$ \mathbb{P}( \xi_n > \frac{n}{2}) \geq \delta. $, where $\xi_n$ denotes the number of $X_i$s for which $ \sqrt{n} \leq i \leq n$ and $X_i \geq 1$ Suppose that  $X_1, X_2, \ldots $ are mutually independent and $X_i$ has the following density function:
$$
f_i(x)= 
\begin{cases}
\frac{|x|}{i^2} , \ \  0 \leq |x| \leq  i, \ i=1,2, \ldots \\
0, \ \ \text{sonst}
\end{cases}
$$
Then it is clear, that
$$
\mathbb{P}(X_i \geq 1)= \frac{1}{2} - \frac{1}{(2i^2)},  \ \  i=1,2,\ldots
$$
Denote by $\xi_n$ the number of $X_i$s for which $ \sqrt{n} \leq i \leq n$ and $X_i \geq 1$. Why follows from this, by an application of the central limit theorem, that for some $ \delta \in (0,1/2)$ we have:
$$
\mathbb{P}( \xi_n > \frac{n}{2})  \geq \delta.
$$
for $n$ sufficently large ?

 A: Let (by $\sum_i$ we mean $\sum_{i = [\sqrt{n}]}^n$)$$\xi_n = \sum_{i=[\sqrt{n}]}^n 1_{\{X_i \ge 1\}} =: \sum_{i} Y_i$$
That is $\xi_n$ is the number of random variables $X_i: i \in \{[\sqrt{n}],...,n\}$ such that $X_i \ge 1$ and $Y_i = 1_{\{X_i \ge 1\}}$.

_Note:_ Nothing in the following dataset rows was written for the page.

Issue #5472, opened 2025-01-16
useSyncExternalStore error


PavelVanecek:
https://codesandbox.io/p/sandbox/recharts-brush-workaround-forked-x5fq3y?file=%2Fpackage.json%3A24%2C1

PR #5473, opened 2025-01-16
Use use-sync-external-store shim, also add scripts for testing react16 and react19 installations

PavelVanecek:
## Description

Turns out that `import from 'use-sync-external-store'` will only work on React18+ and to get backwards compatibility (which I thought was the only point of existence of this package but I digress) we need to `import from 'use-sync-external-store/shim'`.

Also I added two scripts so that I can more easily get a React@16 and React@19 setup going.

## Related Issue

Fixes https://github.com/recharts/recharts/issues/5472 and React 16 compatibility

### DIFF
--- a/scripts/install-react-16.sh
+++ b/scripts/install-react-16.sh
@@ -1,0 +1,10 @@
+#!/usr/bin/env bash
+
+# Useful for testing the package with React 16
+
+set -o errexit
+set -o pipefail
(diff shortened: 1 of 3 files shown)


ckifer (approved):
Ahh I thought this was the case but I couldn't find the with-selector version of the shim

Issue #5477, opened 2025-01-16
3.0.0-alpha.2 / chart tooltip not using container offset


karimbeyrouti:
## Do you want to request a feature or report a bug?
Bug

## What is the current behavior?

```tsx
          <AreaChart
            data={data}
            height={200}
            margin={{ top: 0, right: 0, left: 0, bottom: 0 }}
            width={900}
          >
            <Area
              dataKey="data"
              isAnimationActive={false}
              opacity={0.8}
              type="monotone"
            />
            <Tooltip />
          </AreaChart>
```

The tooltip does not use the container offset to calculate it's position:

![Image](https://github.com/user-attachments/assets/4f6acee1-1aba-450d-ba2f-7286e6a51db9)

## Which versions of Recharts, and which browser / OS are affected by this issue? Did this work in previous versions of Recharts?
3.0.0-alpha.2 / MacOS / Chrome

ckifer:
Odd. Will look into it

karimbeyrouti:
Thank you!

ckifer:
Hi - I can't reproduce this https://codesandbox.io/p/sandbox/line-chart-width-xaxis-padding-forked-p98hmg

karimbeyrouti:
Will have a look, see if I can make a simple example which shows the bug & post it back.

karimbeyrouti:
There you go: https://codesandbox.io/p/sandbox/area-chart-alpha-tooltip-issue-forked-6khrc5 

Pretty sure it worked in 2.0 with that layout / nesting, hopefully that helps.

ckifer:
Thanks - unsure what causes this other than flexbox. 

We didn't really change anything with our containers. Labeled for investigation

ckifer:
https://github.com/recharts/recharts/blob/3.x/src/state/selectors/containerSelectors.ts#L24-L25

Looks like offset left and top are always 0 in this case

ckifer:
released in alpha 4

PR #5478, opened 2025-01-17
Use getBoundingClientRect() instead of offsetLeft + offsetTop

PavelVanecek:
## Description

because that better matches mouse event coordinates when the chart is wrapped in a flexbox and position: absolute parents.

## Related Issue

Fixes https://github.com/recharts/recharts/issues/5477


ckifer (approved):
🚀

Issue #5476, opened 2025-01-16
3.0.0-alpha.2 /  chart mouse events / missing data


karimbeyrouti:
## Do you want to request a feature or report a bug?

Note that $\mathbb E[Y_i] = \mathbb P(X_i \ge 1) = \frac{1}{2} - \frac{1}{2i^2}$.
So that   $$\mathbb P( \xi_n \ge \frac{n}{2}) = \mathbb P(\sum_{i}Y_i - \sum_i \mathbb E[Y_i] \ge \frac{n}{2} -(\frac{n-[\sqrt{n}]}{2}) + \sum_i \frac{1}{2i^2}) $$
Which is the same as $$\mathbb P( \frac{\sum_i Y_i - \mathbb E[Y_i]}{\sqrt{n}} \ge \frac{1}{2} + \frac{1}{2\sqrt{n}}\sum_i \frac{1}{i^2})$$
Note that $Var(Y_i) = \mathbb P(Y_i \ge 1) - (\mathbb P(Y_i \ge 1))^2 = \frac{1}{4} - \frac{1}{4i^4} $, so $\sum_i Var(Y_i) = (n-[\sqrt{n}])\frac{1}{4} -\sum_i \frac{1}{4i^4} $
The latter goes to $0$ since that series converge.
We can then write:
$$ \mathbb P(2\frac{\sum_i(Y_i - \mathbb E[Y_i])}{\sqrt{n}}  \ge 1 + \frac{1}{\sqrt{n}}\sum_i \frac{1}{i^2}) $$
It isn't hard to check that this sequence on the left satisfies Linderberg CLT condition (note that $|Y_i - \mathbb E[Y_i]| \ge \varepsilon \frac{\sqrt{n}}{2}$ does not hold for any $i \in  \{[\sqrt{n}],...,n\}$ when $n$ is big enough).
Hence on the left we have convergence to $\mathcal N(0,1)$ in distribution. So in the limit our probability is equivalent to: (note that CDF of normal is continuous)
$$\mathbb P(\mathcal N(0,1) \ge 1) $$ which is clearly greater than some $2\delta \in (0,1)$. But since the limit is greater than $2\delta$, starting from some $n$, your sequence must be greater than $\delta \in (0,\frac{1}{2})$